General characteristics
- Class & type: Padma-class offshore patrol vessel
- Displacement: 350 tonnes
- Length: 50.4 metres (165 ft)
- Beam: 7.5 metres (25 ft)
- Draught: 4.1 metres (13 ft)
- Propulsion: 2 shafts, 2 diesels
- Speed: 23 knots (43 km/h)
- Endurance: 7 days
- Boats & landing craft carried: 1 x RIB boat
- Complement: 45 personnel
- Armament: 2 × 37mm canon;; 2 × 20mm AA guns;; Naval Mines;

= BNS Adamya =

BNS Adomya is a offshore patrol vessel of the Bangladesh Navy. She has been serving the Bangladesh Navy since 2013.

==Career==
The ship was ordered on 2 May 2010. The contract was awarded to Khulna Shipyard in Khulna, Bangladesh, where the keel was laid in 2012. The ship was launched in 2013 and commissioned on 23 December 2013. She currently serves under the command of Commanding Commodore BN Khulna (COMKHUL).

==Design==
BNS Adomya is 50.4 m long, 7.5 m wide, 4.1 m high.
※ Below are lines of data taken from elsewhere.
PR #6100, opened 2019-06-22
Fishing skill up

nuno-pires-cruz:
Implementation of Fishing skill up logic.

Chance for skill up formula, similar to craft, but with a twist. The higher the difference between user skill and fish max skill needed, lower the chance to skill up.

Uses same craft vars, from map config file, for control of skill up chance and skill up multiplier.

Added new var to map config file, _fishing_daily_limit_, to enable a daily limit, like on retail.

Any input is welcome! Feel free to comment and suggest changes!


ibm2431:
> but with a twist. The higher the difference between user skill and fish max skill needed, lower the chance to skill up.

Why?

nuno-pires-cruz:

The patrol vessel has a displacement of 350 tonnes and a top speed of 23 kn. The ship's complement is 45 persons and she can carry out missions lasting up to seven days at a time.

==Armament==
The ship is equipped with a pair of 20 mm anti-aircraft guns and a pair of 37 mm guns. Adomya can also be equipped with naval mines and MANPADS.